**WORK REQUIRED**
A word-for-word copy of the listing is needed. Retype it in full.

▼

PR #1266, opened 2021-06-24
Implement a lazy Maybe::orDefault

vlovich:
It's often times more terse/readable to use a lazy `orDefault` version
instead of writing out the KJ_IF_MAYBE logic by hand.

### DIFF
--- a/c++/src/kj/common-test.c++
+++ b/c++/src/kj/common-test.c++
@@ -83,7 +83,9 @@ TEST(Common, Maybe) {
     EXPECT_FALSE(ranLazy);
 
     KJ_IF_MAYBE(v, m) {
-      const int& ref = m.orDefault([notUsed = 5]() -> const int& { return notUsed; });
+      const int& ref = m.orDefault([notUsed = 5]() -> const int& {
+        return std::cref(notUsed);
+      });
 
       EXPECT_EQ(ref, *v);
       EXPECT_EQ(&ref, v);
--- a/c++/src/kj/common-test.c++
+++ b/c++/src/kj/common-test.c++
@@ -83,9 +83,7 @@ TEST(Common, Maybe) {
     EXPECT_FALSE(ranLazy);
 
     KJ_IF_MAYBE(v, m) {
-      const int& ref = m.orDefault([notUsed = 5]() -> const int& {
-        return std::cref(notUsed);
-      });
+      const int& ref = m.orDefault([notUsed = 5]() -> const int& { return notUsed; });
 
       EXPECT_EQ(ref, *v);
       EXPECT_EQ(&ref, v);
--- a/c++/src/kj/common-test.c++
+++ b/c++/src/kj/common-test.c++
@@ -83,7 +83,7 @@ TEST(Common, Maybe) {
     EXPECT_FALSE(ranLazy);
 
     KJ_IF_MAYBE(v, m) {
-      const int& ref = m.orDefault([notUsed = 5]() -> const int& { return notUsed; });
+      const int& ref = m.orDefault([notUsed = 5]() -> int& { return notUsed; });
 
       EXPECT_EQ(ref, *v);
       EXPECT_EQ(&ref, v);
--- a/c++/src/kj/common-test.c++
+++ b/c++/src/kj/common-test.c++
@@ -75,6 +75,37 @@ TEST(Common, Maybe) {
       ADD_FAILURE();
     }
     EXPECT_EQ(123, m.orDefault(456));
+    bool ranLazy = false;
+    EXPECT_EQ(123, m.orDefault([&] {
+      ranLazy = true;
+      return 456;
+    }));
+    EXPECT_FALSE(ranLazy);
+
+    KJ_IF_MAYBE(v, m) {
+      const int& ref = m.orDefault([notUsed = 5]() -> const int& { return notUsed; });
+
+      EXPECT_EQ(ref, *v);
+      EXPECT_EQ(&ref, v);
+
+      const int& ref2 = m.orDefault([notUsed = 5]() -> int { return notUsed; });
+      EXPECT_NE(&ref, &ref2);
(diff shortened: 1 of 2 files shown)


c++/src/kj/common.h
```diff
@@ -1379,6 +1379,25 @@ class Maybe {
     }
   }
 
+  template <typename F, typename RetOk = EnableIf<isSameType<T, decltype(instance<F>()())>()>>
```
kentonv, line 1382: Probably should use canConvert() instead of isSameType()?

vlovich: Is that testing implicit or explicit conversion? If the latter then there needs to be an additional T constructor to wrap the result, right?

kentonv: `canConvert()` only tests for implicit conversion, which is what we want here I think.

c++/src/kj/common.h
```diff
@@ -1377,6 +1377,25 @@ class Maybe {
     }
   }
 
+  template <typename F, typename RetOk = EnableIf<canConvert<T, decltype(instance<F>()())>()>>
+  T orDefault(F&& lazyDefaultValue) const & {
```
kentonv, line 1381: Hmm, looking closer at this, I guess it's sort of awkward that the `const &` version of this returns a `T` and not `const T&` (which is what the non-lazy version returns). This means this method will only work when `T` is a type that has a const copy constructor.

But if you change this to return `const T&`, then that requires that the callback function returns exactly `const T&`, which may be inconvenient in cases where `T` is in fact const-copyable (e.g. `Maybe<int>`).

I wonder if what we really need here is to let the compiler deduce an appropriate type, the same way it would for a ternary operator. That is:

```
template <typename F, typename Result = decltype(instance<bool>() ? instance<const T&>() : instance<F>()())>
Result orDefault(F&& lazyDefaultValue) const & {
```

I think in this case, if the lazy callback does return a `const T&`, then the compiler will deduce the result as `const T&`, but otherwise it'll figure out an appropriate middleground that both expressions can be cast to?

On another note, you are missing an overload for non-const &, which is important to cover due to the enforcement of transitive constness in KJ. You should probably also cover `const &&` for completeness, though admittedly that case rarely comes up in practice.

vlovich: The reason I omitted the `T&` was precisely for the reason of returning `T&`/`const T&`. I'll play around with this & see if what your recommending works out without any dangerous edge cases.

vlovich: I did the change & it seems to work. I'm a little paranoid that I may have missed a test case of some kind but I can't think what it might be. I spot checked some usages that should be illegal & they resulted in compilation errors but hard to know if I was thorough & those are always annoying to write unit tests for.

c++/src/kj/common-test.c++
```diff
@@ -75,6 +75,37 @@ TEST(Common, Maybe) {
...
     EXPECT_EQ(123, m.orDefault(456));
+    bool ranLazy = false;
+    EXPECT_EQ(123, m.orDefault([&] {
+      ranLazy = true;
+      return 456;
+    }));
+    EXPECT_FALSE(ranLazy);
+
+    KJ_IF_MAYBE(v, m) {
+      const int& ref = m.orDefault([notUsed = 5]() -> const int& { return notUsed; });
```
vlovich, line 86: Hmm... this fails to build on MSVC because for some reason it selects the `&` override instead of `const &` & fails with a hard error instead of continuing with other overloads (but how did the `Result` template parameter even get evaluated?! Should have been a SFINAE failure. It's also a mystery why it says the evaluation of `lazyDefaultValue()` is returning a `const int` when it explicitly returns a `const int&` (i.e. I'd expect the error message to say it can't convert a `const int &` to `int&`

c++/src/kj/common.h
```diff
@@ -1377,6 +1377,46 @@ class Maybe {
...
+    if (ptr == nullptr) {
+      return lazyDefaultValue();
+    } else {
+      return *ptr;
+    }
+  }
+
+  template <typename F,
+      typename Result = decltype(instance<bool>() ? instance<const T&>() : instance<F>()())>
+  const Result orDefault(F&& lazyDefaultValue) const & {
```
kentonv, line 1392: I think `Result` will already be derived to include `const` where needed, and declaring it `const` again here doesn't mean anything.

c++/src/kj/common-test.c++
kentonv: I think that choosing the `&` overload is correct. In this case, `decltype(instance<bool>() ? instance<T&>() : instance<F>()())` should find that the branches of the `?:` are `int&` and `const int&`, which it should reconcile by choosing `const int&` as the result type, since that's the common type both can be converted to. That is to say, the following is valid according to GCC and Clang:

```
const int& foo(bool b, int& r1, const int& r2) {
  return b ? r1 : r2;
}
```

But it appears that MSVC is incorrectly choosing `int&` as the result type. That seems like an MSVC bug.

I think we can adjust the test to avoid this case, by either returning a non-const reference here, or returning an rvalue. I don't think people will commonly return references from these callbacks anyway.

c++/src/kj/common-test.c++
```diff
@@ -75,6 +75,37 @@ TEST(Common, Maybe) {
...
     EXPECT_EQ(123, m.orDefault(456));
+    bool ranLazy = false;
+    EXPECT_EQ(123, m.orDefault([&] {
+      ranLazy = true;
+      return 456;
+    }));
+    EXPECT_FALSE(ranLazy);
+
+    KJ_IF_MAYBE(v, m) {
+      const int& ref = m.orDefault([notUsed = 5]() -> int& { return notUsed; });
```
kentonv, line 86: Compiler error because the lambda isn't mutable, but it's also sorta weird that you're returning a reference to a capture which will go away immediately when the lambda is destroyed. Maybe return a reference to a local variable on the stack instead?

▲

**RESULT OF THE TASK**
PR #1266, opened 2021-06-24
Implement a lazy Maybe::orDefault

vlovich:
It's often times more terse/readable to use a lazy `orDefault` version
instead of writing out the KJ_IF_MAYBE logic by hand.

### DIFF
--- a/c++/src/kj/common-test.c++
+++ b/c++/src/kj/common-test.c++
@@ -83,7 +83,9 @@ TEST(Common, Maybe) {
     EXPECT_FALSE(ranLazy);
 
     KJ_IF_MAYBE(v, m) {
-      const int& ref = m.orDefault([notUsed = 5]() -> const int& { return notUsed; });
+      const int& ref = m.orDefault([notUsed = 5]() -> const int& {
+        return std::cref(notUsed);
+      });
 
       EXPECT_EQ(ref, *v);
       EXPECT_EQ(&ref, v);
--- a/c++/src/kj/common-test.c++
+++ b/c++/src/kj/common-test.c++
@@ -83,9 +83,7 @@ TEST(Common, Maybe) {
     EXPECT_FALSE(ranLazy);
 
     KJ_IF_MAYBE(v, m) {
-      const int& ref = m.orDefault([notUsed = 5]() -> const int& {
-        return std::cref(notUsed);
-      });
+      const int& ref = m.orDefault([notUsed = 5]() -> const int& { return notUsed; });
 
       EXPECT_EQ(ref, *v);
       EXPECT_EQ(&ref, v);
--- a/c++/src/kj/common-test.c++
+++ b/c++/src/kj/common-test.c++
@@ -83,7 +83,7 @@ TEST(Common, Maybe) {
     EXPECT_FALSE(ranLazy);
 
     KJ_IF_MAYBE(v, m) {
-      const int& ref = m.orDefault([notUsed = 5]() -> const int& { return notUsed; });
+      const int& ref = m.orDefault([notUsed = 5]() -> int& { return notUsed; });
 
       EXPECT_EQ(ref, *v);
       EXPECT_EQ(&ref, v);
--- a/c++/src/kj/common-test.c++
+++ b/c++/src/kj/common-test.c++
@@ -75,6 +75,37 @@ TEST(Common, Maybe) {
       ADD_FAILURE();
     }
     EXPECT_EQ(123, m.orDefault(456));
+    bool ranLazy = false;
+    EXPECT_EQ(123, m.orDefault([&] {
+      ranLazy = true;
+      return 456;
+    }));
+    EXPECT_FALSE(ranLazy);
+
+    KJ_IF_MAYBE(v, m) {
+      const int& ref = m.orDefault([notUsed = 5]() -> const int& { return notUsed; });
+
+      EXPECT_EQ(ref, *v);
+      EXPECT_EQ(&ref, v);
+
+      const int& ref2 = m.orDefault([notUsed = 5]() -> int { return notUsed; });
+      EXPECT_NE(&ref, &ref2);
(diff shortened: 1 of 2 files shown)


c++/src/kj/common.h
```diff
@@ -1379,6 +1379,25 @@ class Maybe {
     }
   }
 
+  template <typename F, typename RetOk = EnableIf<isSameType<T, decltype(instance<F>()())>()>>
```
kentonv, line 1382: Probably should use canConvert() instead of isSameType()?

vlovich: Is that testing implicit or explicit conversion? If the latter then there needs to be an additional T constructor to wrap the result, right?

kentonv: `canConvert()` only tests for implicit conversion, which is what we want here I think.

c++/src/kj/common.h
```diff
@@ -1377,6 +1377,25 @@ class Maybe {
     }
   }
 
+  template <typename F, typename RetOk = EnableIf<canConvert<T, decltype(instance<F>()())>()>>
+  T orDefault(F&& lazyDefaultValue) const & {
```
kentonv, line 1381: Hmm, looking closer at this, I guess it's sort of awkward that the `const &` version of this returns a `T` and not `const T&` (which is what the non-lazy version returns). This means this method will only work when `T` is a type that has a const copy constructor.

But if you change this to return `const T&`, then that requires that the callback function returns exactly `const T&`, which may be inconvenient in cases where `T` is in fact const-copyable (e.g. `Maybe<int>`).

I wonder if what we really need here is to let the compiler deduce an appropriate type, the same way it would for a ternary operator. That is:

```
template <typename F, typename Result = decltype(instance<bool>() ? instance<const T&>() : instance<F>()())>
Result orDefault(F&& lazyDefaultValue) const & {
```

I think in this case, if the lazy callback does return a `const T&`, then the compiler will deduce the result as `const T&`, but otherwise it'll figure out an appropriate middleground that both expressions can be cast to?

On another note, you are missing an overload for non-const &, which is important to cover due to the enforcement of transitive constness in KJ. You should probably also cover `const &&` for completeness, though admittedly that case rarely comes up in practice.

vlovich: The reason I omitted the `T&` was precisely for the reason of returning `T&`/`const T&`. I'll play around with this & see if what your recommending works out without any dangerous edge cases.

vlovich: I did the change & it seems to work. I'm a little paranoid that I may have missed a test case of some kind but I can't think what it might be. I spot checked some usages that should be illegal & they resulted in compilation errors but hard to know if I was thorough & those are always annoying to write unit tests for.

c++/src/kj/common-test.c++
```diff
@@ -75,6 +75,37 @@ TEST(Common, Maybe) {
...
     EXPECT_EQ(123, m.orDefault(456));
+    bool ranLazy = false;
+    EXPECT_EQ(123, m.orDefault([&] {
+      ranLazy = true;
+      return 456;
+    }));
+    EXPECT_FALSE(ranLazy);
+
+    KJ_IF_MAYBE(v, m) {
+      const int& ref = m.orDefault([notUsed = 5]() -> const int& { return notUsed; });
```
vlovich, line 86: Hmm... this fails to build on MSVC because for some reason it selects the `&` override instead of `const &` & fails with a hard error instead of continuing with other overloads (but how did the `Result` template parameter even get evaluated?! Should have been a SFINAE failure. It's also a mystery why it says the evaluation of `lazyDefaultValue()` is returning a `const int` when it explicitly returns a `const int&` (i.e. I'd expect the error message to say it can't convert a `const int &` to `int&`

c++/src/kj/common.h
```diff
@@ -1377,6 +1377,46 @@ class Maybe {
...
+    if (ptr == nullptr) {
+      return lazyDefaultValue();
+    } else {
+      return *ptr;
+    }
+  }
+
+  template <typename F,
+      typename Result = decltype(instance<bool>() ? instance<const T&>() : instance<F>()())>
+  const Result orDefault(F&& lazyDefaultValue) const & {
```
kentonv, line 1392: I think `Result` will already be derived to include `const` where needed, and declaring it `const` again here doesn't mean anything.

c++/src/kj/common-test.c++
kentonv: I think that choosing the `&` overload is correct. In this case, `decltype(instance<bool>() ? instance<T&>() : instance<F>()())` should find that the branches of the `?:` are `int&` and `const int&`, which it should reconcile by choosing `const int&` as the result type, since that's the common type both can be converted to. That is to say, the following is valid according to GCC and Clang:

```
const int& foo(bool b, int& r1, const int& r2) {
  return b ? r1 : r2;
}
```

But it appears that MSVC is incorrectly choosing `int&` as the result type. That seems like an MSVC bug.

I think we can adjust the test to avoid this case, by either returning a non-const reference here, or returning an rvalue. I don't think people will commonly return references from these callbacks anyway.

c++/src/kj/common-test.c++
```diff
@@ -75,6 +75,37 @@ TEST(Common, Maybe) {
...
     EXPECT_EQ(123, m.orDefault(456));
+    bool ranLazy = false;
+    EXPECT_EQ(123, m.orDefault([&] {
+      ranLazy = true;
+      return 456;
+    }));
+    EXPECT_FALSE(ranLazy);
+
+    KJ_IF_MAYBE(v, m) {
+      const int& ref = m.orDefault([notUsed = 5]() -> int& { return notUsed; });
```
kentonv, line 86: Compiler error because the lambda isn't mutable, but it's also sorta weird that you're returning a reference to a capture which will go away immediately when the lambda is destroyed. Maybe return a reference to a local variable on the stack instead?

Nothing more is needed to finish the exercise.